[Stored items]

============================================================

PR #4412, opened 2018-09-16
Update to OpenSSL 1.1.1 -

JPeterMugaas:
mingw-w64-openssl 1.1.1 - upgrade to latest version - This will break stuff compiled with stuff compiled with older versions of OpenSSL
mingw-w64-nghttp2 - 1l33l0 - rebuild for new OpenSSL version
mingw-w64-curl - 7.61.1 - rebuild with new openssl version


Alexpux:
This will broke repository for a long time. There are a lot of packages dependent on openssl

lazka:
>  The thing is that support for the 1.02 series will be dropped at the end of the year

https://www.openssl.org/policies/releasestrat.html

Version 1.0.2 will be supported until 2019-12-31 (LTS).

JPeterMugaas:
Alright, so far it seems to build out of the tree but I now get an error saying something about .a.new already existing.  Sorry for not responding earlier, but there's still some other things I'm doing.  It turns out that it is using an "int" for socket functions which doesn't always work in Windows since that can be a 64-bit value.  I will submit a patch to the OpenSSL developers about that one.  I can drop the compat package proposal but there still are a lot of things that have to be rebuilt for the new version.  An alternative might be to make a copy of the .DLL's under the old name.

MSP-Greg:
@Alexpux

Previously you've mentioned the issues with 1.1.0, and the same holds true for 1.1.1.

I work with Ruby, and we've been using 1.1.0 for quite a while and I've been using 1.1.1 for several weeks.

Working PKGBUILD and patch files are [here](https://github.com/MSP-Greg/ruby-makepkg-mingw).  I've only build 64 bit, and I also disable docs.  Packages are [here](https://ci.appveyor.com/project/MSP-Greg/ruby-makepkg-mingw/build/7/artifacts), with SHA512's in the messages section.  Not signed.

Checks/tests pass on both 1.1.1 and 1.1.0i.

Thank you for all your work here.

JPeterMugaas:
Alright, just to compare notes, I'm trying to fix some compiler warnings with the build.  A key problem I have is that the socket function calls in OpenSSL 1.1.1 are using the "int" type.  In Windows, that will ALWAYS be 32-bits wide and signed.  Microsoft seems have to defined the SOCKET type as 64-bits unsigned in Win64 and this would be used for socket functions such as "bind", "connect", "socket", "accept", etc.  As I say, I am intending to report this as a bug to the OpenSSL developers.  At the moment, I've got issues with the "z" in format strings even with "D__USE_MINGW_ANSI_STDIO=1" and I'm not completely sure what I am supposed to do beyond that.

MSP-Greg:
> I'm trying to fix some compiler warnings with the build

OpenSSL does CI on Appveyor & Travis, and I believe they cross-compile on Travis.  I'd suggest looking at the logs there and checking the warnings.  At some point when 1.1.1 was in beta, I posted an issue with warnings, and a commit was done that removed some of them.

I'm not a strong c type, and warnings are not uncommon.  Hence, I'll leave it up to the OpenSSL people to determine what is and is not a real issue.

FYI, the packages pass all tests, and also pass all tests when used in three different Ruby apps that compile with OpenSSL.

JPeterMugaas:
I am looking at your work and I have made a refinement.  I still have tests to do.  I am aware that some warnings are harmless.  But I suspect that the ones involving socket functions might not be harmless.  See this post:https://stackoverflow.com/questions/1953639/is-it-safe-to-cast-socket-to-int-under-win64 .  While we have been lucky that the current implementation might work with 32-bit values, we can't rely upon that to always be the case.  The thing is that OpenSSL has defined things as an "int" type which is ALWAYS 32-bits (4 bytes wide) which is not like a typical Unix-like system where "int" may 8-bytes wide.  SOCKET was defined as "UINT_PTR" in one version of the winsock2.h header and as u_int for 32-bit versions of Windows.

============================================================

• **EXERCISE DESCRIPTION**
Where a line of the entries contains "Alright", report that line.

• **RESULT BELOW**
Alright, so far it seems to build out of the tree but I now get an error saying something about .a.new already existing.  Sorry for not responding earlier, but there's still some other things I'm doing.  It turns out that it is using an "int" for socket functions which doesn't always work in Windows since that can be a 64-bit value.  I will submit a patch to the OpenSSL developers about that one.  I can drop the compat package proposal but there still are a lot of things that have to be rebuilt for the new version.  An alternative might be to make a copy of the .DLL's under the old name.
Alright, just to compare notes, I'm trying to fix some compiler warnings with the build.  A key problem I have is that the socket function calls in OpenSSL 1.1.1 are using the "int" type.  In Windows, that will ALWAYS be 32-bits wide and signed.  Microsoft seems have to defined the SOCKET type as 64-bits unsigned in Win64 and this would be used for socket functions such as "bind", "connect", "socket", "accept", etc.  As I say, I am intending to report this as a bug to the OpenSSL developers.  At the moment, I've got issues with the "z" in format strings even with "D__USE_MINGW_ANSI_STDIO=1" and I'm not completely sure what I am supposed to do beyond that.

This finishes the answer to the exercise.